Ben Wheatley: The main issue is the killing of aspiration, that there’s no chance. The gap between being fucked and really rich is becoming so broad that you can no longer sell the dream of upward mobility. That’s the essential problem. The only reason these places are attractive now is that the artists turned up and made then trendy. If you kick them all then what have you got? I grew up in North London around Belsize Park in the 70s, and it was like bedsit land. The pubs were once really vibrant and then they shut because there was no-one left to go to them. It became a cultural wasteland; there was no community. I think artists will always find somewhere and make it exciting, but what happens to the cities themselves? Will they rot from the middle out? It’s like all those tower blocks that are bought out yet no one lives in them. It’s just bizarre. It’s a symptom of this uber-capitalism where properties become investments rather than somewhere to actually live. Like when people buy art and no one sees it anymore, it’s in a box somewhere, it doesn’t mean anything anymore. So these houses become abstractions of investment rather than what their purpose was.

Clint Mansell: When the book came out in 1975, those were still very dark days. It was not long after the war. You’d go around London and you’d still see bombsites. There weren’t that many people who were looking forward. It wasn’t a huge part of the culture like it almost seems it is now, that we’re constantly looking forward to what's coming next. I think the world in general was just happy to still be here in 1975. Music reflected that, from Delia Derbyshire to krautrock. It was all going off on a little tangent from the mainstream. Records like David Bowie’s Low were hugely influential on Joy Division, Ultravox, and Gary Numan. You see how that fed into what Nine Inch Nails did and so on. It’s about the mentality of the audience really. I have no idea how many books would have sold in those days but it’s a bit like what happened with The Sex Pistols: not everyone saw them, but everybody who did went and formed a band. Ballard had the same sort of effect.


What about the glassy postmodern high rises? Will they stand the test of time?

Ben Wheatley: I wonder how much of the postmodern stuff is going to be left in 20 years time? You can see The Shard from here and that is classed as a temporary building, it will only last 70 years and they’ll have to bring it down again. So a lot of this stuff that we see in London will totally change again within our lifetimes.

Ben, what are your Top 5 tower block movies of all time?

Ben Wheatley: The Towering Inferno, Dredd, Raid, Die Hard, Shivers. Go and watch Shivers, it’s exactly the same as High Rise. (laughs)

Clint, if you had to save one Ballard book from a towering inferno, which one would it be?

Clint Mansell: I think it would have to be High-Rise. I feel like it's his central work and it’s a book I've known for a long time. Now having worked on it and enjoyed the experience, that would be it.

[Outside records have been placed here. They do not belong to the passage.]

PR #2760, opened 2021-09-07
Update controls-related examples

lucadalli:
Updates relevant examples to be in line with the changes to SmoothControls.
Favors simplicity over completeness.
For example: after swiping vertically on the [panning example](http://localhost:8080/packages/modelviewer.dev/examples/stagingandcameras/#panning) to scroll, it is possible to add a second touch and pan while scrolling. SmoothControls has guards against zoom while scrolling but an unsavory amount of redundancy is necessary to port them to the examples.
To avoid this, we should consider adding an API to allow for user-defined `touchModes`.

### DIFF
--- a/packages/modelviewer.dev/examples/stagingandcameras/index.html
+++ b/packages/modelviewer.dev/examples/stagingandcameras/index.html
@@ -269,15 +269,15 @@
   }, true);
 
   modelViewer.addEventListener('touchstart', (event) => {
-    startX = event.touches[0].clientX;
-    startY = event.touches[0].clientY;
-    panning = event.touches.length === 2;
+    startX = event.targetTouches[0].clientX;
+    startY = event.targetTouches[0].clientY;
+    panning = event.targetTouches.length === 2;
     if (!panning)
       return;
 
-    const {touches} = event;
-    lastX = 0.5 * (touches[0].clientX + touches[1].clientX);
-    lastY = 0.5 * (touches[0].clientY + touches[1].clientY);
+    const {targetTouches} = event;
+    lastX = 0.5 * (targetTouches[0].clientX + targetTouches[1].clientX);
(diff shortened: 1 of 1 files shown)


packages/modelviewer.dev/examples/stagingandcameras/index.html
```diff
@@ -290,22 +290,26 @@ <h4>Event listeners can cooperate with camera-controls</h4>
...
   }, true);
   
-  self.addEventListener('touchend', (event) => {
-    if (event.touches.length === 0) {
+  modelViewer.addEventListener('touchend', (event) => {
+    if (event.targetTouches.length === 0) {
       recenter(event.changedTouches[0]);
+
+      if (event.cancelable) {
+        event.preventDefault();
```
lucadalli, line 311: Prevents emulation of `mouseup` event which was invoking `recenter` a second time.

packages/modelviewer.dev/examples/stagingandcameras/index.html
```diff
@@ -247,8 +247,8 @@ <h4>Event listeners can cooperate with camera-controls</h4>
         Math.abs(pointer.clientY - startY) > tapDistance)
       return;
     const rect = modelViewer.getBoundingClientRect();
-    const x = event.clientX - rect.left;
-    const y = event.clientY - rect.top;
+    const x = pointer.clientX - rect.left;
```
lucadalli, line 250: Lack of type-checking bit us again. Surprisingly, the browser injects `event` as a variable in the event handler scope.
Try:
`window.addEventListener('click', () => console.log(event))`

It was working with mouse events because unlike `TouchEvent`, `MouseEvent` has properties `clientX` and `clientY`.

elalish (approved):
Spectacular! Those examples both feel great across all my devices now. Thank you!

PR #2764, opened 2021-09-07
Restore initial material

timmmeh:
Allows passing 'null' to enableVariant() API in order to switch the material back its initial setting.

### DIFF
--- a/packages/model-viewer/src/features/scene-graph.ts
+++ b/packages/model-viewer/src/features/scene-graph.ts
@@ -149,8 +149,7 @@ export const SceneGraphMixin = <T extends Constructor<ModelViewerElementBase>>(
           return;
         }
 
-        await this[$model]![$switchVariant](
-            variantName == 'null' ? null : variantName!);
+        await this[$model]![$switchVariant](variantName!);
         this[$needsRender]();
         this.dispatchEvent(new CustomEvent('variant-applied'));
       }
--- a/packages/model-viewer/src/features/scene-graph.ts
+++ b/packages/model-viewer/src/features/scene-graph.ts
@@ -47,7 +47,7 @@ interface SceneExportOptions {
 
 export interface SceneGraphInterface {
   readonly model?: Model;
-  variantName: string|undefined;
+  variantName: string|null|undefined;
   readonly availableVariants: Array<string>;
   orientation: string;
   scale: string;
@@ -149,8 +149,10 @@ export const SceneGraphMixin = <T extends Constructor<ModelViewerElementBase>>(
           return;
         }
 
-        await this[$model]![$switchVariant](variantName!);
+        await this[$model]![$switchVariant](
+            variantName! == 'null' ? null : variantName!);
         this[$needsRender]();
+        this.dispatchEvent(new CustomEvent('variant-applied'));
       }
 
       if (changedProperties.has('orientation') ||
--- a/packages/model-viewer/src/features/scene-graph.ts
+++ b/packages/model-viewer/src/features/scene-graph.ts
@@ -47,7 +47,7 @@ interface SceneExportOptions {
 
 export interface SceneGraphInterface {
   readonly model?: Model;
-  variantName: string|null|undefined;
+  variantName: string|null;
   readonly availableVariants: Array<string>;
   orientation: string;
   scale: string;
@@ -70,7 +70,7 @@ export const SceneGraphMixin = <T extends Constructor<ModelViewerElementBase>>(
     private[$originalGltfJson]: GLTF|null = null;
 
     @property({type: String, attribute: 'variant-name'})
-    variantName: string|undefined = undefined;
+    variantName: string|null = null;
 
     @property({type: String, attribute: 'orientation'})
     orientation: string = '0 0 0';
@@ -150,7 +150,7 @@ export const SceneGraphMixin = <T extends Constructor<ModelViewerElementBase>>(
         }
 
         await this[$model]![$switchVariant](
-            variantName! == 'null' ? null : variantName!);
+            variantName == 'null' ? null : variantName!);
         this[$needsRender]();
         this.dispatchEvent(new CustomEvent('variant-applied'));
       }
--- a/packages/model-viewer/src/features/scene-graph/nodes/primitive-node.ts
+++ b/packages/model-viewer/src/features/scene-graph/nodes/primitive-node.ts
@@ -154,9 +154,9 @@ export class PrimitiveNode extends Node {
     return this.mesh.material;
   }
 
-  async enableVariant(name: string):
-      Promise<ThreeMaterial|ThreeMaterial[]|null> {
-    if (name === 'null') {
+  async enableVariant(name: string|
+                      null): Promise<ThreeMaterial|ThreeMaterial[]|null> {
+    if (name == null) {
       return await this.setActiveMaterial(this[$defaultMaterialIdx]);
     }
     if (this[$variantInfo] != null) {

Finally, if you were both stuck in a tower block and your only chance of survival was to eat your dog or your neighbour which would you choose?

Ben Wheatley: I’d eat the dog in a heartbeat, straight away. Even if I was just peckish (laughs). I had to take the dog in the film out for walks every 10 minutes. I’ve still got bags in my pockets for all the dog shit (pulls out bags). I’d eat the dog straight away.

Clint Mansell: It’ll be the next-door neighbour I’m afraid. So don't live next door to me (laughs). I live alone with a cat right now. The thing about living alone is that you could choke to death on a pea while having your dinner and nobody would discover you for about three days, in which time the cat probably would’ve eaten me.